From where I was sitting I saw him stop a little way down the sidewalk and stare at the sky and the twirling descent of snow for more than a minute, his legs apart, his arms opening as if to receive a blessing or a punishment. I couldn’t tell if he was thanking the heavens for a miraculous break or cursing them for their cold and egregious injustice. Eventually he started walking again and became indistinguishable in the current of people. The pigeon was oblivious and just kept on blinking against the wind.

“Prchich,” mispronounced the woman with the clipboard and I rose and followed her through the white doorway, scratching off the stares from the back of my head. As soon as the door swung shut, she asked me to please keep my emotions in check when
I went out no matter the outcome of my particular case, just to be considerate of the other applicants’ feelings. I asked her if she could tell me if the man before me was accepted or denied and she said she couldn’t disclose that kind of information. I entered the processing office with a smile, realizing I didn’t have to act for the time being.

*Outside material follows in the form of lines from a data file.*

PR #58, opened 2017-08-09
Fix error handling

moltude:
Rewrite error handling to quit on errors that are unparsable (XML parsing, OAI error, HTTP error). Previously, these errors were being swallowed and leading to an infinite loop where the first page was being requested over and over despite being an error.

No longer embeds entire response page in every single extracted item. This was causing OOM exceptions.

### DIFF
--- a/src/main/scala/dpla/ingestion3/harvesters/oai/OaiResponseProcessor.scala
+++ b/src/main/scala/dpla/ingestion3/harvesters/oai/OaiResponseProcessor.scala
@@ -40,7 +40,9 @@ object OaiResponseProcessor {
           case Some(node) =>
             val id = getRecordIdentifier(node)
             val setIds = getSetIdsFromRecord(node)
-            Some(OaiRecord(id, node.toString, setIds, source))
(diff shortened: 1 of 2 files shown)


src/main/scala/dpla/ingestion3/harvesters/oai/OaiResponseProcessor.scala
```diff
@@ -40,7 +40,9 @@ object OaiResponseProcessor {
           case Some(node) =>
             val id = getRecordIdentifier(node)
             val setIds = getSetIdsFromRecord(node)
-            Some(OaiRecord(id, node.toString, setIds, source))
+            // Drop the entire page text from source when returning OaiRecord. Embedding the entire
+            // page text was triggering Out of Memory exceptions even on small harvests (200,000 records)
+            Some(OaiRecord(id, node.toString, setIds, OaiSource(source.queryParams, url=source.url)))
```
mdellabitta: Prolly a clearer way of saying "remove the text" is `source.copy(text = None)` rather than `OaiSource(source.queryParams, url=source.url)`

moltude:
@mdellabitta fixed.

PR #60, opened 2017-08-10
PA Extractor

moltude:
Adds the Pennsylvania extractor.  There are a lot of TODOs and follow-up points here but the core requirement of DT-1309 is addressed in this PR.

The Extractor class was rewritten so that #build() returns a DplaMap class which is inclusive of DplaMapData (success) and DplaMapError (failed mapping).

Additionally, this work may require a revision after reviewing changes to `DplaMapData`.

### DIFF
--- a/src/main/scala/dpla/ingestion3/mappers/providers/PaExtractor.scala
+++ b/src/main/scala/dpla/ingestion3/mappers/providers/PaExtractor.scala
@@ -3,62 +3,82 @@ package dpla.ingestion3.mappers.providers
 import java.net.URI
 
 import dpla.ingestion3.mappers.xml.XmlExtractionUtils
-import dpla.ingestion3.model.DplaMapData.ZeroToOne
+import dpla.ingestion3.model.DplaMapData.{ExactlyOne, ZeroToOne}
 import dpla.ingestion3.model._
 
+import scala.util.{Failure, Success, Try}
 import scala.xml._
 
 class PaExtractor(rawData: String) extends Extractor with XmlExtractionUtils {
 
-  implicit val xml: NodeSeq = XML.load(rawData)
+  implicit val xml: NodeSeq = XML.loadString(rawData)
 
   def agent = EdmAgent(
     name = Some("Pennsylvania Digital Collections Project"),
     uri = Some(new URI("http://dp.la/api/contributor/pa"))
   )
 
-  // Get the last occurrence of the identifier property
+  // Get the last occurrence of the identifier property, there
+  // must be at least three dc:identifier properties for there
+  // to be a thumbnail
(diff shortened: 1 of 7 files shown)


src/main/scala/dpla/ingestion3/model/DplaMapData.scala
```diff
@@ -95,10 +106,15 @@ case class OreAggregation(
                            originalRecord: ExactlyOne[String], //map v4 specifies this as a ref, but that's LDP maybe?
                            hasView: ZeroToMany[EdmWebResource] = Seq(),
                            intermediateProvider: ZeroToOne[EdmAgent] = None,
-                           `object`: ZeroToOne[EdmWebResource] = None, //full item page
-                           preview: ZeroToOne[EdmWebResource] = None, ///thumbnail
+                           `object`: ZeroToOne[EdmWebResource] = None, // full size image (should *not* be used)
```
mdellabitta: I think the take away is we do want to use this if available in the raw data, but generally thus far it is not.

src/main/scala/dpla/ingestion3/mappers/providers/PaExtractor.scala
```diff
@@ -3,57 +3,96 @@ package dpla.ingestion3.mappers.providers
...
+          originalRecord = rawData,
+          provider = agent,
+          preview = thumbnail
+          // TODO what about `object` in this context? Assume no implementation
+        )
       )
-    )
+    } match {
+      case Success(s) => s
+        // TODO Is there a way to write this so that we don't have to write this match block into every Extractor?
```
mdellabitta: yeah, we could have an implicit function in scope that turns a Try[DplaMap] into either a DplaMapData or a DplaMapError, moving everything within match {} to that.

moltude: @mdellabitta Took a crack at implementing that in `Extractor`. Tested against PA mapping with same results.

src/main/scala/dpla/ingestion3/model/DplaMapData.scala
moltude: I'm still not sure I can keep this straight in my head. I don't think there is a ticket to do the modeling review (next sprint?). I'll do that tomorrow morning and tag this for that review.

moltude:
If @mdellabitta is signing off I think I can take off `DO NOT MERGE` ;). Will still hold for at least one more review.

mdellabitta:
I guess one thing is that Codacy warning. I'd use `.getOrElse("ID NOT FOUND")` or something instead, so you don't accidentally mask the exception you wanted to throw with a NullPointerException or whatever instead.

AudreyAltman:
This needs to be rebased before merging.

PR #61, opened 2017-08-11
Add PropertyValueReport

moltude:
This report takes a property and builds a Dataset that contains the values of the
property, the provider's local uri and the DPLA uri.

Refactors PropertyValueReport class name to PropertyDistinctValueReport because it is
only returning the unique values. Also to distinguish it from the PropertyValueReport
where all values for a given property are returned. This name change was suggested as
a part of DT-1498 (see Gretchen's comment)

### DIFF
--- a/src/main/scala/dpla/ingestion3/ReporterMain.scala
+++ b/src/main/scala/dpla/ingestion3/ReporterMain.scala
@@ -26,10 +26,11 @@ import util.{Try, Failure}
   *
   * @see ReporterTest
   *
-  * @param token            The report name token
+  *
   * @param inputURI         Input URI or file path
   * @param outputURI        Output URI or file path
   * @param sparkMasterName  Spark master name, e.g. "local[1]"
+  * @param token            The report name token
   * @param reportParams     Additional parameters particular to the report
   */
 class Reporter (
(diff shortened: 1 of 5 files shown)


src/main/scala/dpla/ingestion3/ReporterMain.scala
```diff
@@ -26,10 +26,11 @@ import util.{Try, Failure}
   *
   * @see ReporterTest
   *
-  * @param token            The report name token
+  *
   * @param inputURI         Input URI or file path
   * @param outputURI        Output URI or file path
   * @param sparkMasterName  Spark master name, e.g. "local[1]"
+  * @param token            The report name token
```
moltude: This reordering was just to bring it in line with how it expects the parameters to be ordered.

src/main/scala/dpla/ingestion3/reports/PropertyDistinctValueReport.scala
```diff
@@ -0,0 +1,108 @@
...
+    }
+
+    token match {
+        /*
+         * FIXME: "java.lang.UnsupportedOperationException: No Encoder found
+         * for java.net.URI" for sourceResource.language, subject, and other
+         * fields of classes that have URIs, even if you're not evaluating
+         * one of the URI fields in that dpla.ingestion3.model case class.
+         */
+      case "sourceResource.format" =>
```
mdellabitta: Was thinking of suggesting some DRY fix here, but it's quite probable that the actual code pipeline here will vary based on the cardinality of the field being extracted. At some point, we might want to extract a pattern or two, however.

Father was relieved when I told him the news from the carved-to-shit booth in the main post office. He didn’t understand why I was still mad at him for not arranging the deal with Branka like he had promised and why I wanted him to give the receiver to Mother. Mother said happy words when I told her. The happier her words the harsher was the unspoken feeling of doom and regret escaping from her voice. Her baby was moving across the globe and the knot in her throat suddenly snapped when this dawned on her, and she started sobbing, apologized for it, said not to mind, that she was just overly emotional, and quickly wrapped up the conversation.

Allison shrieked my ear off, then said happy words that sounded genuine but distant, and the automated voice said we had only another minute and we spent it saying
I love you
in all the languages we knew:
Ich liebe dich, volim te, mahal kita, te amo
. . .

Outside, the street was a-clink with Hare Krishna. The procession of about twenty people, mostly in orange and white, stopped at the entrance to some kind of a superstore and danced and chanted to the accompaniment of a percussion squad. Passersby lingered to check out the festivities. It felt like everyone was suddenly celebrating my personal good news. The
machinal
of reality that I had observed earlier in the day was thus gloriously interrupted and I
couldn’t stop myself from smiling. I danced and sang and even followed the group when they started marching again. One of the leading percussionists, an American, complimented my huge grin, saying I should do commercials.

By the time I got back to the apartment they had already picked up broken Ana from the sidewalk, gathered all the scattered pieces of her, shoved them in a bag with the rest of her, and taken her away in an ambulance without sirens. They had already come with a cistern and melted away the bloody slush and washed away all the mess. They had already dispersed the gawking crowds and silenced the futile rumors. They’d done all that before I got there and entered the lobby.

I checked the mail and found an envelope with Ana’s sister’s name on it without any address or postal code and, puzzled, climbed six stories’ worth of staircase to Mina’s door, in front of which a bald police officer was talking to the teary woman from the apartment next door and writing things down in a little notebook.